Despite how the air had thickened around them, Francesca knew that if she lingered too long it would only make things worse. Her path was now set, and she had committed to seeing it through.
As they walked towards the security gate, Francesca felt Alessio pull them to a stop. He twirled her around on the spot, as if she were a ballerina performing a pirouette.
‘I don’t know how I am going to cope with missing you.’ That was the first thing her clouded, emotional mind could muster.
He pulled her close and pressed a slow and tender kiss to her forehead. ‘Things will get easier. With time. You just never know what lies around the corner.’
Francesca rose on her toes to catch him in one more kiss, but she felt their parting rushing inexorably towards her.
Why couldn’t this summer just last . . . forever?
Francesca felt her cheeks warm and the skin under her eyes sting. ‘You do it, please. I can’t . . .’ Her teary gaze scanned his. She had nothing more to give.
He nodded then whispered, ‘Ciao, Francesca.’
‘Ciao, Ale . . .’
Turning, he walked back towards the check-in desks, pulling his suitcase behind him.
Francesca waited until he was out of sight before she let the tears fall. She felt hollow. Delicate. As if the gentlest breeze might reduce her to dust.
Eventually a uniformed member of the cleaning staff pulled Francesca back to the present. ‘Miss, are you ok?’ The woman was watching her with concern.
In the movies the line to follow would always be, ‘Yes.’ But Francesca had no desire to play along. There was no romanticising the moment. The summer she’d wished could be rendered endless, and not just in her heart, had come to a close.
She turned and said, ‘Thank you, but no, I’m not,’ before continuing through the double doors marked Partenze.
* * *
An hour into the flight, Francesca found herself fighting three things: her hair, which sprang from her head defiantly, refusing to surrender to the headrest; sleep, in which she might have found some respite; and her emotions, which threatened to overwhelm her every time her mind flicked back to Alessio.
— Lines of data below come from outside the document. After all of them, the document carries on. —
PR #985, opened 2026-06-01
Fix gapless playback-related issues, prevent mpv error when clearing filters

### LINKED ISSUE #982: Toggling yadif causes mpc-qt to overwrite the wrong playlist entry
This is the weirdest bug I have ever seen.  It's probably always been there, but recent changes have brought it to the fore.

To reproduce:
1. Load up a playlist with videos (I used [Trix's release of You And I Are Polar Opposites](https://nyaa.si/view/2097406))
2. Open the first video
3. Hold down the right arrow key until just before the end
4. Allow the video file to progress towards the end without input

Observation:
The third playlist entry has its metadata overwritten with the data from the second playlist entry.
The third playlist entry is bold indicating that the playlist window thinks the third entry is playing, even though the second entry is playing.
The file for the third playlist entry appears in the title bar.
Seeking to end of subsequent videos overwrites the n+1 entry with the data of the n entry, and shows the n+1 playlist entry in the title bar. The nth entry is the one actually playing.

For example, here's what the playlist looks like at the beginning of episode 4. (I've only watched this show up to the end of episode 3 before this bug got too annoying.)

Image

A git bisect led to bca3d3c1081d04b02160b788edc7b4b6b326d592, and more specifically the line
`emit videoFilter("yadif", "mode=1", enable);` (presently at line 999 of manager.cpp)
Commenting this line out restores proper playlist progression.
For what it's worth, hardware decoding was disabled.

So somewhere or other it appears that the state machine in manager.cpp is broken.

tbertels:
* mpvwidget: Only set filters when filter list isn't empty

> When combined with gapless playback (https://github.com/mpc-qt/mpc-qt/commit/a2d46911776d25ac22ce1a724e2d0487a1e35ac6), which uses the mpv playlist, trying to set empty filters causes mpv to skip one or more files.
> 
> Part 1 of fixing https://github.com/mpc-qt/mpc-qt/issues/982 ("Toggling yadif causes mpc-qt to overwrite the wrong playlist entry").
> 
> Fixes: https://github.com/mpc-qt/mpc-qt/commit/f8c35f2b678918e969c6b2b99f997fed0463e9c3 ("Add pre-defined audio and video filters support")
> Fixes: https://github.com/mpc-qt/mpc-qt/commit/a2d46911776d25ac22ce1a724e2d0487a1e35ac6 ("Implement gapless playback")

* Only clear filters when needed

> Avoid clearing filters when none are set, as mpv reports an error in that case.
>
> Fixes: 848f86dea7a24938cc9166486c1ec4022d5450fb ("mpvwidget: Clear audio/video filters before we set them")

* Only use gapless playback for audio-to-audio transitions

> Gapless playback relies on the mpv playlist, and is more prone to edge cases.
> 
> Besides the issue fixed by https://github.com/mpc-qt/mpc-qt/commit/0df29a39e53325371808800ccea21d2f78a13907, disabling video before loading a file and re-enabling it afterwards (https://github.com/mpc-qt/mpc-qt/commit/2868d2a1327abc02589e6e25b91e7d2362a5f4e4) causes mpv to report EOF for the new file.
> 
> Since gapless playback is only useful when transitioning between audio files, enable it only when opening an audio file while another audio file is already playing.
> 
> Part 2 of fixing https://github.com/mpc-qt/mpc-qt/issues/982 ("Toggling yadif causes mpc-qt to overwrite the wrong playlist entry").
> 
> Fixes: https://github.com/mpc-qt/mpc-qt/commit/2868d2a1327abc02589e6e25b91e7d2362a5f4e4 ("mpvwidget: Force mpv to clear last frame of previous video file")

### DIFF
--- a/src/manager.cpp
+++ b/src/manager.cpp
@@ -726,7 +726,8 @@ void PlaybackManager::startPlayWithUuid(QUrl what, QUuid playlistUuid,
         emit startedPlayingFile(what);
     mpvObject_->fileOpen(what.isLocalFile() ? what.toLocalFile()
                                             : QUrl::fromPercentEncoding(what.toEncoded()),
-                         replaceMpvPlaylist);
+                         replaceMpvPlaylist,
+                         !videoList.isEmpty() && !videoListData[1].isImage);
     if (!with.isEmpty())
         mpvObject_->setSubFile(with.toString());
     mpvObject_->setPaused(playbackStartPaused);
--- a/src/mpvwidget.cpp
+++ b/src/mpvwidget.cpp
@@ -435,13 +435,15 @@ void MpvObject::setLogoBackground(const QColor &color)
 void MpvObject::setAudioFilters(const QList<QPair<QString, QString>> &filtersList)
 {
     emit ctrlCommand("no-osd af clear");
-    emit ctrlCommand("no-osd af set \"" + formatFiltersList(filtersList) + "\"");
+    if (!filtersList.empty())
+        emit ctrlCommand("no-osd af set \"" + formatFiltersList(filtersList) + "\"");
 }
 
 void MpvObject::setVideoFilters(const QList<QPair<QString, QString>> &filtersList)
 {
     emit ctrlCommand("no-osd vf clear");
-    emit ctrlCommand("no-osd vf set \"" + formatFiltersList(filtersList) + "\"");
+    if (!filtersList.empty())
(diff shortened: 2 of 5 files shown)


tbertels:
@cmdrkotori Can you confirm that it fixes https://github.com/mpc-qt/mpc-qt/issues/982 for you?
Once this is merged, I'll create the 26.07 branch.

cmdrkotori:
This fixes #982 for me, yes.

PR #1054, opened 2026-07-30
Add "Close / Minimize to tray" feature

### LINKED ISSUE #1053: Minimize to tray and keep running in tray?
Would it be possible to add a minimize to tray option?

Also would it be possible to keep running in the tray when the windows close button is pressed?

Thanks!

tbertels:
* Add "Close / Minimize to tray" feature

> Requires the tray icon and single window mode to be enabled.
> 
> The Exit command and middle-clicking the tray icon (newly added) always close MPC-QT.
> 
> Minimize to tray doesn't work (yet?) on Wayland in Wayland mode, it requires the Wayland compositor to let the window know that it's minimized.
> 
> Fixes https://github.com/mpc-qt/mpc-qt/issues/1053 ("Minimize to tray and keep running in tray?").

* mainwindow: Use same text for tray icon tooltip as the window title

> Especially useful to know what's playing when MPC-QT is hidden in the tray.

### DIFF
--- a/src/main.cpp
+++ b/src/main.cpp
@@ -731,6 +731,10 @@ void Flow::setupSettingsConnections()
     // settings -> mainwindow
     connect(settingsWindow, &SettingsWindow::trayIcon,
             mainWindow, &MainWindow::setTrayIcon);
+    connect(settingsWindow, &SettingsWindow::closeToTray,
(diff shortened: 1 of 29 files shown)


cmdrkotori:
This needs a rebase.

PR #1577, opened 2026-07-30
docs: require explicit docker image versions

DeepDiver1975:
Every documented `owncloud/server` reference on this branch now carries an
explicit version tag, and `latest` is no longer presented as a valid option. Same
change as owncloud/docs-server#1576 (10.16) and #1575 (master).

`owncloud/server:latest` does not track the release line documented here — it
follows whatever the newest published image happens to be — so a reader copying
the examples, or a container restart, can end up on a different version than the
documentation describes. There are also no rolling major or minor tags
(`owncloud/server:10.15` and `:10` both 404 on Docker Hub), so a full version is
the only correct thing to name.

This applies to `owncloud/server` only. An earlier revision of this PR also
pinned the selenium and inbucket images in the UI testing guide; those pins are
reverted, since they fix no documented-version mismatch and nothing in this repo
keeps them current.

## Changes

`modules/admin_manual/pages/installation/docker/index.adoc`

* Adds a `docker-image-version` page attribute set to the literal `10.15.3`, the
  top of this release line. This intentionally does *not* reuse
  `{latest-server-version}`: that is a global site attribute tracking the latest
  release of the product, and the value that wins is the aggregator's
  (`owncloud/docs` `global-attributes.yml`), not this branch's `antora.yml` — which
  is why the published page currently renders `OWNCLOUD_VERSION=10.16` here.
* Tags the quick-evaluation `docker run` (`owncloud/server:10.15.3`); it was
  untagged, which resolves to `latest`.
* `OWNCLOUD_VERSION` in the `.env` example now names the explicit version, and the
  required-settings table no longer gives `latest` as its example value.
* Adds a note explaining why `OWNCLOUD_VERSION` must be pinned.

`modules/admin_manual/pages/useful_pages.adoc`

* Fixes the xrefs into the *latest* server version, which the page deliberately
  targets but addressed with this branch's page paths. The 11.0 release is
  docker-only and reorganized accordingly, so three of the five links break as
  soon as `latest-server-version` advances.

## Testing

`npm run antora-local` (Node 22, as pinned by this branch's `ci.yml`) builds with
no errors and no warnings. The rendered page shows `OWNCLOUD_VERSION=10.15.3`,
`owncloud/server:10.15.3`, and no occurrence of `latest` in the settings table.
The `10.15.3` tag was verified present on Docker Hub.

## Note on timing

10.15 is about to be dropped from the published site and archived as
`x_archived_10.15`, so this content will not be published for long. It is worth
merging anyway: it keeps the branch correct for the window before the
`owncloud/docs` change lands, and should the branch ever be un-archived it is not
left documenting an image tag that points somewhere else. This PR needs to merge
**before** the branch is renamed.

### DIFF
--- a/modules/admin_manual/pages/installation/docker/index.adoc
+++ b/modules/admin_manual/pages/installation/docker/index.adoc
@@ -5,6 +5,10 @@
 :linux-server-doc-url: https://docs.linuxserver.io/faq
 :docker-compose-build-url: https://docs.docker.com/compose/compose-file/build/
 :description: ownCloud can be installed using the official ownCloud Docker image.
+// the image version documented on this branch. this is intentionally a literal
+// and not an attribute, because the global -version attributes track the latest
+// release of the product and not this branch.
+:docker-image-version: 10.15.3
 
 == Introduction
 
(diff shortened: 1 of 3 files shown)


phil-davis (dismissed):

DeepDiver1975:
Added a second commit that fixes `useful_pages.adoc`, matching owncloud/docs-server#1576.

That page deliberately xrefs into the *latest* server version rather than this branch, but used this branch's page paths. 11.0 is a docker-only release and reorganized accordingly, so three of the five links break once `latest-server-version` advances: `installation/index.adoc` no longer exists, the docker page moved to `installation/installing_with_docker.adoc`, and `maintenance/manual_upgrade.adoc` moved under `maintenance/upgrading/`.

Unlike on 10.16 this cannot fail the site build, since this branch is being dropped from the published site — but it is the same belt-and-braces reasoning as the `:latest` fix: keep the branch content correct in case it is ever un-archived.

`npm run antora-local` on this branch: 0 errors, 0 warnings.

phil-davis (dismissed):

jvillafanez (approved):

kw-tmueller (approved):

PR #572, opened 2023-01-10
reset some more tokens

h-vetinari:
Fix https://github.com/conda-forge/fluidsynth-feedstock/issues/38
Fix https://github.com/conda-forge/gymnasium-feedstock/issues/14 (second attempt)
Fix https://github.com/conda-forge/libmad-feedstock/issues/6

PR #577, opened 2023-01-10
reset some more tokens

h-vetinari:
Fix https://github.com/conda-forge/aws-sdk-cpp-feedstock/issues/659
Fix https://github.com/conda-forge/fluidsynth-feedstock/issues/38 (second attempt)
Fix https://github.com/conda-forge/libmad-feedstock/issues/6 (second attempt)
Fix https://github.com/conda-forge/pygame-feedstock/issues/5


jakirkham:
Is this still needed in light of comment ( https://github.com/conda-forge/admin-requests/pull/572#issuecomment-1376721602 )?

Maybe it is worth restarting the CI on these one more time

h-vetinari:
aws is definitely necessary. The others failed in a different way than the comment you linked (there the validation request succeeded, but the hash was off, which sorted itself out over time). However both https://dev.azure.com/conda-forge/feedstock-builds/_build/results?buildId=638738&view=results and https://dev.azure.com/conda-forge/feedstock-builds/_build/results?buildId=638737&view=results say: 
```
ERROR getting output validation information from the webservice: JSONDecodeError('Expecting value: line 1 column 1 (char 0)')
```

jakirkham:
Maybe let's change this to just `aws` then

h-vetinari:
Or we just rotate tokens once more and see if that fixes it (it's not like we've identified the cause of the issue that made qt-main and gymnasium fail after the first token refresh).

h-vetinari:
So, I've restarted both runs, and they fail exactly as before.

Could we please let the bots do the busy work rather than the humans?

PR #624, opened 2023-01-11
Reset token for hdbpp-es-feedstock

beenje:
The new build of hdbpp-es failed to upload. I guess this is linked to https://github.com/conda-forge/status/issues/137

The feedstock has 2 outputs: `hdbpp-es` and `hdbpp-es-dbg`.

I put both in the same `hdbpp-es.txt` file but I'm not sure this is correct or if I should create two txt files.

### DIFF
--- a/token_reset/hdbpp-es.txt
+++ b/token_reset/hdbpp-es.txt
@@ -1,0 +1,2 @@
+hdbpp-es
+hdbpp-es-dbg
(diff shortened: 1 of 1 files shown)


beenje:
Pipeline failed complaining about `hdbpp-es-dbg-feedstock` so I removed the `hdbpp-es-dbg` sub package from the txt file.

PR #639, opened 2023-01-11
Reset tokens of feedstocks that failed uploads

jakirkham:
Using [this search]( https://github.com/search?q=org%3Aconda-forge+is%3Aissue+is%3Aopen+created%3A%3E%3D2023-01-01++%22invalid+feedstock+token%22+&type=issues&s=created&o=desc ), all of these feedstocks had failed uploads recently. This resets all of their tokens.

## Guidelines for marking packages as broken:

* We prefer to patch the repo data (see [here](https://github.com/conda-forge/conda-forge-repodata-patches-feedstock))
  instead of marking packages as broken. This alternative workflow makes environments more reproducible.
* Packages with requirements/metadata that are too strict but otherwise work are
  not technically broken and should not be marked as such.
* Packages with missing metadata can be marked as broken on a temporary basis
  but should be patched in the repo data and be marked unbroken later.
* In some cases where the number of users of a package is small or it is used by
  the maintainers only, we can allow packages to be marked broken more liberally.
* We (`conda-forge/core`) try to make a decision on these requests within 24 hours.

What will happen when a package is marked broken?

* Our bots will add the `broken` label to the package. The `main` label will remain on the package and this is normal.
* Our bots will rebuild our repodata patches to remove this package from the repodata.
* In a few hours after the `anaconda.org` CDN picks up the new patches, you will no longer be able to install the package from the `main` channel.

## Checklist:

* [ ] I want to mark a package as broken (or not broken):
  * [ ] Make sure your package is in the right spot (`broken/*` for adding the
    `broken` label, `not_broken/*` for removing the `broken` label, or `token_reset/*`
    for token resets)
  * [ ] Added a description of the problem with the package in the PR description.
  * [ ] Pinged the team for the package for their input.

* [ ] I want to archive a feedstock:
  * [ ] Pinged the team for that feedstock for their input.
  * [ ] Make sure you have opened an issue on the feedstock explaining why it was archived.
  * [ ] Linked that issue in this PR description.
  * [ ] Added links to any other relevant issues/PRs in the PR description.

PR #642, opened 2023-01-12
Reset tokens of feedstocks that failed uploads (2)

jakirkham:
After going back through [this search]( https://github.com/search?q=org%3Aconda-forge+is%3Aissue+is%3Aopen+created%3A%3E%3D2023-01-01++%22invalid+feedstock+token%22+&type=issues&s=created&o=desc ) following PR ( https://github.com/conda-forge/admin-requests/pull/639 ), found some more feedstocks that had failed uploads since (or were missed previously). This resets all of their tokens.

<hr>

## Checklist:

    for token resets)

### DIFF
--- a/token_reset/feedstocks_with_issues_2.txt
+++ b/token_reset/feedstocks_with_issues_2.txt
@@ -10,5 +10,6 @@ micropipenv
 mpxj
 nuitka
 openmdao
+openpmd-api
 otter-grader
 pangeo-dask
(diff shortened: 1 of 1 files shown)


jakirkham:
Have restarted CI for all of these

jakirkham:
Should add the search result now looks like this (as opposed to being 10 pages! 😲)

Screen Shot 2023-01-11 at 5 35 45 PM

Also the one feedstock here had a PR merged recently that was buggy. So haven't tried restarting it (though its token has already been reset)

jschueller:
thanks!

jakirkham:
Ofc! :)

But eventually, the white noise of the cabin, coloured by the mechanical clanking of the plane’s engine, recycled air spurting from the overhead outlets and the intermittent grumbling of an infant further up the cabin, lulled her into a doze. She felt completely drained, as if her entire being had been sapped of its brightness and energy.
She couldn’t tell how long had passed when a gentle hand tapped her shoulder. ‘Miss, would you like some morning tea?’
Francesca blinked her eyes open to find a petite red-headed woman with a refined British accent smiling down at her. ‘Uhm . . .’ Francesca’s voice cracked. ‘No, thank you.’
But just as she was about to close her eyes again, the flight attendant pressed, ‘Are you sure? I make a tremendous cuppa. One I feel you might find hard to resist.’
This was odd. Her curiosity piqued, Francesca glanced at the woman again, who was now proffering a steaming-hot drink. ‘Really, I—’ But the gleam in the flight attendant’s beaming smile had suddenly changed. It was joyous, brighter than before.
Francesca’s groggy eyes suddenly narrowed in on the cup she was holding.
What?!
She squinted then opened her eyes as wide as she could.
Her cup!
The tazza della pasta!
With shaking hands she accepted the cup and studied it. The same decorative trim. The chip on the handle. The chip on the lip’s edge. It was perhaps the most familiar object in her life. And the most precious.
A delicious calming relief washed through Francesca’s limbs, spreading out from her heart. It trickled through her legs, along her arms, down to the tips of her fingers which cradled that warm little cup.
Francesca pivoted to face the flight attendant. ‘Where is he?’
The woman’s smile now reached the corners of her eyes, and she winked before continuing nonchalantly down the cabin’s corridor with her tea trolley.